SALT LAKE CITY — The continued political and economic pressure on coal production in Utah and around the United States drove the Utah Foundation to examine the issue in a series of three reports, the first of which was released Wednesday.
Among the top observations in the first installment are the close relationships at play between lower electricity prices and coal rich states — such as Utah — and the uncertainty that persists over the viability of coal-fired power plants in the future, regardless of who sits in the Oval Office.
"The overarching takeaway is the new administration is going to have some short-term effects on coal production, but not likely over the long term because we live in a place based on market demand," said Shawn Teigen, the foundation's research director and author of the reports.
Utah produced 14.4 million tons of coal in 2015 from eight underground mines and one surface mine, but production has been declining for years.
In 2005, production was half of what it was in 2001, the report notes.
Teigen said there are a number of factors driving declining production among coal states, including the advent of cheap natural gas, environmental regulations that make coal-fired power plants more expensive to run, and political pressure to cut carbon emissions.
Federal regulations aimed at cutting emissions led, in part, to the closure of the Carbon Power Plant in 2015 and the loss of jobs in Carbon and Emery counties.
More jobs are expected to be lost — a couple hundred — in Millard County as the Intermountain Power Plant likely transforms to all natural gas to meet a coal-free emissions requirement imposed by its Southern California customers.
Such job losses in small communities have big effects, Teigen emphasized, which is why the final report in the series will look at how coal towns and economies are adjusting to the gradual transition away from coal-fired electricity.
Utah continues to get 76 percent of its power generation from coal and has 128 million tons of recoverable coal under lease by mining companies. Statewide, its total reserves are more than 4.5 billion tons of coal, but much of that is locked up in land-use restrictions or is not economically feasible to mine, the report notes.
Teigen said the Trump administration's expected abandonment of the controversial Clean Power Plan implemented by former President Barack Obama, coupled with higher natural gas prices, should result in an uptick in coal production in the country for the first time in years.
In early 2017, the U.S. Energy Information Administration said Western coal-producing states will have the most dramatic jump in production, a spike that will continue into 2020.
That spike bodes well, at least for now, for coal-producing states such as Utah.
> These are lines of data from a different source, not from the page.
PR #1502, opened 2018-12-18
extend latex_dependency to add extra lines

malcolmbarrett:
This PR adds the ability to add extra lines of LaTeX to the preamble when using `latex_dependency()`. What motivated this was needing package related options to the preamble that weren't in the style of `\pkg[option]`. For instance, using tikz, you often want other tikz libraries.

You can do this in the YAML file using `header-includes`:

```
header-includes: 
  - \usepackage{tikz} 
  - \usetikzlibrary{arrows}
```

But not with `latex_dependency()`. I've simply added `...` to that function and a way for `latex_dependencies_as_string()` to process these extra lines.

Since tikz is so popular and already well supported by R markdown, an alternative (or additional) approach is something similar to html dependency functions, e.g. `latex_dependency_tikz(tikzlibraries = c("arrows", "positioning"))`.


R/latex_dependencies.R
```diff
@@ -1,9 +1,10 @@
 #' Define a LaTeX package dependency
 #' @param name The LaTeX package name
 #' @param options The LaTeX options for the package
+#' @param ... Extra LaTeX code related to the package added to the preamble
 #' @export
-latex_dependency <- function(name, options = NULL) {
-  output <- list(name = name, options = options)
+latex_dependency <- function(name, options = NULL, ...) {
```
yihui: Could you just use `extra_lines` as the argument instead of `...`? Using a general `...` argument will make it slightly difficult for us to add other possible arguments to this function in the future.

R/latex_dependencies.R
```diff
@@ -30,10 +31,12 @@ latex_dependencies <- function(x = list()) {
 # in the head of a document
 latex_dependencies_as_string <- function(dependencies) {
   lines <- sapply(dependencies, function(dep) {
+    extra_lines <- paste(dep$extra_lines, collapse = ",")
```
yihui: Why collapsing by a comma? I feel it should be `\n` instead.

R/latex_dependencies.R
malcolmbarrett: Makes sense!

R/latex_dependencies.R
malcolmbarrett: Oops, typo :persevere: 

Fixed!

malcolmbarrett:
Any opinion on adding `latex_dependency_tikz()`?

malcolmbarrett:
Great, thanks! I added `latex_dependency_tikz()`. I made the documentation very similar to the HTML functions, even though there is only one right now, to be consistent and in case more get added. I can document the single function instead, if you prefer.

malcolmbarrett:
Thanks, @yihui!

"Regardless of what happens in this administration or the next, there will be coal mining in those communities for years to come," Teigen said.
Industry and researchers are continuing to look for new ways to use coal to keep production viable as a way to help those communities.
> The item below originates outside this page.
PR #1509, opened 2019-01-10
Prevent clash with KOMA-Script classes

adunning:
This was added in #1284. Setting it by default, however, means that the document cannot be compiled if the document class is set to use KOMA-Script (e.g. `documentclass: scrbook`), or presumably any other class that provides `\subtitle`.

Last fall, the University of Utah received a $790,000 federal grant to test the feasibility of transforming coal into a carbon fiber for use in the manufacturing of a variety of products, including skis, automobiles and aircraft.
Such research is critical given that many experts, including those in the energy sector, predict a full comeback for the nation's coal energy sector is improbable.
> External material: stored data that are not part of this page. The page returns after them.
PR #1517, opened 2019-01-23
Adds vitae package to Formats page

garrettgman:
vitae is a community developed  R markdown extension for building Resumes and CVs, by Mitchell O'Hara-Wild.


garrettgman:
Thanks @yihui. You are right; they are rebuilt now.

PR #1518, opened 2019-01-23
Changes download links to RStudio Cloud links in the tutorial

garrettgman:
Replaces all file download links in the tutorial with links to RStudio Cloud projects that contain the files (and provide a way for readers to immediately follow along with the tutorial by knitting the files, etc.)


formats.html
```diff
@@ -105,81 +105,17 @@
...
 <script>
 $(document).ready(function () {
   window.buildTabsets("TOC");
 });
-
-$(document).ready(function () {
-  $('.tabset-dropdown > .nav-tabs > li').click(function () {
-    $(this).parent().toggleClass('nav-tabs-open')
-  });
-});
```
yihui: It seems you need to either exclude the changes in `formats.(Rmd|html)`, or rebase your branch against the latest `gh-pages` branch of the upstream repo.

PR #907, opened 2021-12-14
Move everything to a mono repo

halkeye:
This allows us to make new rehype (HTML parser) plugins that have independent testing/dependancies/etc. Eventually moving to esm.


halkeye:
@zbynek as you are a major contibutor i'd like your opinions on this. I'd like to do it, but not at a cost of ease of use.

timja (approved):

zbynek:
It's good to have the rehype plugin in the same repo. Why is `plugin-site` in `plugins` folder? Why switch (back) to yarn?

halkeye:
Npm workspaces don't really work, yarn 3 workspaces are amazing.

The Gatsby local plugins as they were, were not really packages, they didn't have thier own dependancies, kinda but not really had thier own eslint or babel specifics.

This makes everything its own official full package with dependancies, configs, etc. 

Down the road I'm hoping i can have the plugins upgrading to using latest rehype/remark/p-queue versions which are ESM only, while the plugin site itself can be a hybrid with the ESM wrapper. As it was I couldn't get babel, eslint, Gatsby and jest to all work nicely at the same time with ESM. I'd fix one then lose the others.

Being able to node -r esm Gatsby build, and having the plugin site code all babeled, while having plugins fully tested in without needing babel would fix it.

I also want to pull in https://github.com/halkeye/gatsby-plugins/tree/master/packages so all the modules are in one place, and could be released under Jenkinsci and not me.. Maybe

I'm typing this out on my phone so hopefully it makes sense?

halkeye:
i could rename plugins to packages for a bit of consistency with other mono repos

halkeye:
@timja how's your git foo, whats the best way to resolve this conflict?

halkeye:
okay, just merged master then overwrote package.json

timja:
For anything crazy I just git checkout main filename and reapply changes :p and then regenerate yarn lock file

Between 2016 and 2020, Teigen's report notes there may be five new coal-fired power plants that come online in the United States, but another 93 will be closed.
In contrast, 281 natural-gas power plants are expected to become operational.
"There is going to be continued downward pressure," he said.
We're sorry, currently this live video stream is only available inside of Utah or an approved RSL broadcast territory.
We base your location on your IP address. Some providers IP addresses may show your location outside of the state, even though you are physically within the state boundaries. For more information about RSL on KSL, please see our FAQ.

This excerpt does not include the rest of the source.